(Input data)

PR #513, opened 2021-04-13
CKAN 2.9: make the test suite a bit less broken

chris48s:
This PR targets the [ckan2.9 branch](https://github.com/okfn/ckanext-unhcr/compare/ckan2.9) which already has some changes applied to it.
Still lots of failing tests here, but more of them are failing because the code is broken rather than because the tests are broken so that's good :smile:

### DIFF
--- a/ckanext/unhcr/tests/pt/controllers/test_user.py
+++ b/ckanext/unhcr/tests/pt/controllers/test_user.py
@@ -116,7 +116,7 @@ class TestUserRegister(object):
     def test_register_success(self, app):
         mock_mailer = mock.Mock()
         with mock.patch('ckan.plugins.toolkit.enqueue_job', mock_mailer):
-            resp = app.post(toolkit.url_for('user.register'), self.payload)
+            resp = app.post(toolkit.url_for('user.register'), data=self.payload)
 
 
         # we should have created a user object with pending state
@@ -151,7 +151,7 @@ class TestUserRegister(object):
 
     def test_register_empty_message(self, app):
         self.payload['message'] = ''
-        resp = app.post(toolkit.url_for('user.register'), self.payload)
+        resp = app.post(toolkit.url_for('user.register'), data=self.payload)
         assert "&#39;message&#39; is required" in resp.body
         action = toolkit.get_action("user_show")
         with pytest.raises(toolkit.ObjectNotFound):
@@ -162,7 +162,7 @@ class TestUserRegister(object):
 
     def test_register_empty_focal_point(self, app):
         self.payload['focal_point'] = ''
-        resp = app.post(toolkit.url_for('user.register'), self.payload)
+        resp = app.post(toolkit.url_for('user.register'), data=self.payload)
         assert "A focal point must be specified" in resp.body
         action = toolkit.get_action("user_show")
         with pytest.raises(toolkit.ObjectNotFound):
@@ -173,7 +173,7 @@ class TestUserRegister(object):
 
     def test_no_containers(self, app):
         self.payload['container'] = ''
-        resp = app.post(toolkit.url_for('user.register'), self.payload)
+        resp = app.post(toolkit.url_for('user.register'), data=self.payload)
         assert "A region must be specified" in resp.body
         action = toolkit.get_action("user_show")
         with pytest.raises(toolkit.ObjectNotFound):
@@ -184,7 +184,7 @@ class TestUserRegister(object):
 
     def test_internal_user(self, app):
         self.payload['email'] = 'fred@unhcr.org'
-        resp = app.post(toolkit.url_for('user.register'), self.payload)
+        resp = app.post(toolkit.url_for('user.register'), data=self.payload)
         assert (
             "Users with an @unhcr.org email may not register for a partner account."
             in resp.body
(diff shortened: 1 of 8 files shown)


ckanext/unhcr/tests/pt/test_schema.py
```diff
@@ -97,9 +94,6 @@ def test_both_types_data_fields_missing(self):
 
         with pytest.raises(toolkit.ValidationError) as e:
             call_action('package_update', {'user': self.sysadmin['name']}, **dataset)
-        # workaround for DetachedInstanceError
-        # TODO: remove this when we upgrade to CKAN 2.9
-        model.Session.refresh(model.Session.revision)
 
         errors = e.value.error_dict['resources'][1]
```
chris48s, line 98: This test now fails for a different reason.

Under CKAN 2.8 `e.value.error_dict` here is

```py
{
    u'resources': [
        {},
        {'url': ['All data resources require an uploaded file'], u'date_range_start': [u'Missing value'], u'date_range_end': [u'Missing value'], u'version': [u'Missing value'], u'process_status': [u'Missing value'], u'identifiability': [u'Missing value']}
    ]
}
```

But then under 2.9 this is:

```py
{
    u'resources': [
        {'url': ['All data resources require an uploaded file'], u'date_range_start': [u'Missing value'], u'date_range_end': [u'Missing value'], u'version': [u'Missing value'], u'process_status': [u'Missing value'], u'identifiability': [u'Missing value']}
    ]
}
```

Is this an expected behaviour change between 2.8 and 2.9? It seems wrong.

ckanext/unhcr/tests/pt/controllers/test_user.py
```diff
@@ -15,36 +15,34 @@ class TestUserController(object):
...
 
         # promote them
         resp = app.post(
             '/user/sysadmin',
-            {'id': user['id'], 'status': '1' },
-            extra_environ=env,
-            status=302
+            data={'id': user['id'], 'status': '1' },
+            headers={"Authorization": admin['apikey'].encode('ascii')},
+            status=200,
```
chris48s, line 41: This is an interesting one. I haven't made this change to any of the other tests that use a redirect yet but having chased it through the stack it seems like there is a bug (or at least an unusual behaviour) in the old version of werkzeug we are pinned to here.

Basically, if you use `follow_redirects=True` (which CKAN 2.9 does by default https://github.com/ckan/ckan/blob/18c92bd5bac627ac28752f0d8493f34c562f9da1/ckan/tests/helpers.py#L259-L265 ), not all of the values we pass in `extra_environ` / `environ_overrides` get copied to the environ used by the second request (when we follow the redirect). Specifically relevant to us, if we pass `REMOTE_USER` in the env it gets used for the first request but then not the second one.

So:

```py
resp = app.post(
    '/user/sysadmin',
    data={'id': user['id'], 'status': '1' },
    extra_environ={'REMOTE_USER': admin['name'].encode('ascii')},
    status=200,
)
```

throws `AssertionError: Actual: 403. Expected: 200`

To work around this, I've switched to using an `Authorization` header instead of `REMOTE_USER` because headers do get preserved when we follow the redirect in `resolve_redirect` https://github.com/pallets/werkzeug/blob/0.15.5/src/werkzeug/test.py#L451 - so this:

```py
resp = app.post(
    '/user/sysadmin',
    data={'id': user['id'], 'status': '1' },
    headers={"Authorization": admin['apikey'].encode('ascii')},
    status=200,
)
```

works totally fine That gives us a workaround that I can apply to the other tests.. Another option would be to write a little wrapper that follows the redirect preserving `environ_overrides`/`extra_environ`. The thing that really surprises me here is it seems incredibly unlikely that we haven't hit this before anywhere in the test suite for CKAN core :confused: 

It is also possible this is fixed or different in a newer version of werkzeug (I've not tried it), but I assume we are pinned to this specific version for python 2 compatibility?

ckanext/unhcr/tests/pt/test_schema.py
amercader: This is the last related change in this area: https://github.com/ckan/ckan/commit/3faf857deff3b399cd4b3cce74e101fdfece4677 (Issue: https://github.com/ckan/ckan/issues/5334). If I understand the code correctly apparently is expected behaviour to just return the error dict for the resource that failed.

Although now that I think about it this was backported to 2.8 so the code should be the same. So that is probably not relevant. I don't know what's going on here.

ckanext/unhcr/tests/pt/controllers/test_user.py
amercader: Does this help here? https://github.com/ckan/ckan/issues/5748#issuecomment-771537923

chris48s: Yes :+1:  exactly this. Thanks
I suspect I now need to put a lot of those `with_request_context` fixtures I removed in https://github.com/okfn/ckanext-unhcr/commit/a237dfa8d8a6afe70f250ffbd6af5f1eed66e8ac back in :laughing:

ckanext/unhcr/tests/pt/test_schema.py
chris48s: OK. One thing that has occurred to me since I initially hit this is there are some scheming-related problems outstanding to solve which might be another variable here. I think I am going to leave this test failing for now and come back to again it once we've got that working correctly.

chris48s:
I haven't done anything with
`ckanext/unhcr/tests/pt/controllers/test_dataset.py`
`ckanext/unhcr/tests/pt/controllers/test_deposited_dataset.py`
Those also need updating, but every single test in both those modules is failing. I think its going to be easier to do something sensible with them once we have datasets and deposits working

chris48s:
still lots of stuff failing but we're getting somewhere

PR #514, opened 2021-04-13
CKAN 2.9: convert remaining paster commands to click

chris48s:
This PR targets the [ckan2.9 branch](https://github.com/okfn/ckanext-unhcr/compare/ckan2.9). I had already converted the `init-db` on there as setting up the DB was one of the bare minimum things I needed to get working. This PR finishes  the job


ckanext/unhcr/mailer.py
```diff
@@ -222,8 +222,8 @@ def get_summary_email_recipients():
     )
     curator_ids = [c[0] for c in curators]
 
-    all_users = toolkit.get_action('user_list')({ 'ignore_auth': True }, {})
     default_user = toolkit.get_action('get_site_user')({ 'ignore_auth': True })
+    all_users = toolkit.get_action('user_list')({ 'user': default_user['name'] }, {})
```
chris48s, line 226: PR comment:
This is a behavioural change between CKAN 2.8 and 2.9. In CKAN 2.8

```py
toolkit.get_action('user_list')({ 'ignore_auth': True }, {})
```

would return the user list with email addresses. In CKAN 2.9 it doesn't.

I've worked around it here by using the site user to call `user_list` but is this a bug in core or an intentional but undocumented change?

amercader: I think it was intentional to try to plug some holes that were leaking email addresses. You are going to hate me for this but can you try to use:

```python
toolkit.get_action('user_list')({ 'ignore_auth': True, 'keep_email': True }, {})
```

I know, I know... it's undocumented

chris48s: Yeah that does the job. I've updated the PR to solve using that method.
I guess the next question is: Is it undocumented because it is supposed to be secret or because it should be in the docs but isn't?

amercader: It's not supposed to be a secret. But docs are more focused on documenting the parameters that users can actually change from the API (ie the `data_dict`). This could be documented in the action docstring though (I think there are other `keep_*` flags supported in the context).

The proper fix for this is  to move this functionality to the data_dict but only enabled for sysadmins. There are loads of these context vars that need to be refactored, but that's a much bigger job.

amercader (approved):

PR #517, opened 2021-04-15
CKAN 2.9: theme fixes

chris48s:
This PR targets the [ckan2.9 branch](https://github.com/okfn/ckanext-unhcr/compare/ckan2.9).

This probably isn't comprehensive because there are a bunch of things I have not been able to test. Until we work out the scheming issues none of the dataset/resource pages or data deposit pages work yet so there might be further tweaks needed. I suggest we just merge this on the basis that it is fixing a bunch of stuff that was broken. Then once those other pages are working we can do a second pass on the theme if needed.


amercader (approved):

amercader:
Yes, let's merge it. I added a small one I bumped into

PR #518, opened 2021-04-15
CKAN 2.9: dataset and org pages

amercader:
Turns out scheming was working just fine. It was mostly the templates that needed updating and the old Pylons routes causing trouble.

Still need to fix the data-deposit route


chris48s:
Nice - thanks. I rebased this just because we already picked 8ab5d1a to the 2.9 branch with a different commit hash. Everything on here is making things less broken so I think I'm just going to merge what is here to the 2.9 branch because being able to create datasets and resources makes everything else I need to work on heaps easier :)

While I was testing this locally I did notice a few things which aren't necessarily problems with this PR but which I will quickly note here:

1. The "Data sensitivity" (dataset) field and "HXL-ated" (resource) fields are not marked as required, but they now throw a validation error if we don't fill them in. This doesn't reproduce on UAT (which is running the same scheming version on 2.8)

2. On https://ckan-dev:5000/data-container/ we are now saying
"CKAN Organizations are used to create, manage and publish..." instead of "RIDL Data Containers are used to create, manage and publish..."

Screenshot at 2021-04-15 16-51-39

Screenshot at 2021-04-15 16-51-57


3. Resource page styling needs some fixing:

Screenshot at 2021-04-15 16-52-53

4. Activity streams are broken (but we know this)

5. Under ckan 2.8
    - `/packages`
    - `/package`
    - `/packages/{id}`
    - `/package/{id}`
Were all redirects to `/dataset` or `/dataset/{id}`. Have these all been dropped in 2.9 or are these more things we need to fix?

Some of those things can be things for me to pick up

PR #520, opened 2021-04-16
CKAN 2.9: SAML2

amercader:
Basically update routes in the templates, clean up old ckanext-saml2 specific stuff and a small override on the user login form to hide a SSO button.

Refs okfn/docker-ckan-unhcr-aws#37


ckanext/unhcr/templates/login_form.html
```diff
@@ -6,15 +6,15 @@
...
+        href="{{ h.url_for('saml2auth.saml2login', came_from=h.get_came_from_param()) }}"
         title="Log in using your UNHCR Active Directory account">
         Log in as UNHCR staff
       </a>
     </p>
     <hr />
     <p>
       <a class="btn btn-inverse btn-lg"
-        href="/service/login"
+         href="{{ h.url_for('user.login') }}"
```
chris48s, line 17: If the /service/login route is completely gone now we should update this too
https://github.com/okfn/ckanext-unhcr/blob/d822476146071517b29fce0cd22258821a6230d9/ckanext/unhcr/mailer.py#L341

ckanext/unhcr/templates/user/snippets/login_form.html
```diff
@@ -0,0 +1,5 @@
+{% ckan_extends %}
+{% block login_button %}
+  {# ckanext-saml2auth adds a "SSO" button here that we want to hide #}
+  <button class="btn btn-primary" type="submit">{{ _('Login') }}</button>
```
chris48s, line 4: :+1: I put this comment here to remind myself to do this https://github.com/okfn/ckanext-unhcr/commit/a22b33a1e66d4251422d972a2430e0313a9bcfb0 We can revert it now

ckanext/unhcr/auth.py
```diff
@@ -59,9 +59,6 @@ def site_read(context, data_dict):
     if toolkit.request.path.startswith('/api'):
         # Let individual API actions deal with their auth
         return {'success': True}
-    elif toolkit.request.path == '/service/login':
-        # Allow local logins
-        return {'success': True}
```
chris48s, line 64: Just for my own understanding, why don't we need to replace this with /user/login ?

amercader: The auth exception for `user.login` when calling `site_read` is built-in in core: https://github.com/ckan/ckan/blob/dbe9fd8d225a621883fc30d53e4e8320091a320e/ckan/views/user.py#L83, no need to have it explicit here (/service/login was a custom route that needed special handling).

amercader:
@chris48s all done now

(End Input data)

Work to be completed - Check each line above for the word "routes" and copy the ones that have it.

Answer section -
Turns out scheming was working just fine. It was mostly the templates that needed updating and the old Pylons routes causing trouble.
Basically update routes in the templates, clean up old ckanext-saml2 specific stuff and a small override on the user login form to hide a SSO button.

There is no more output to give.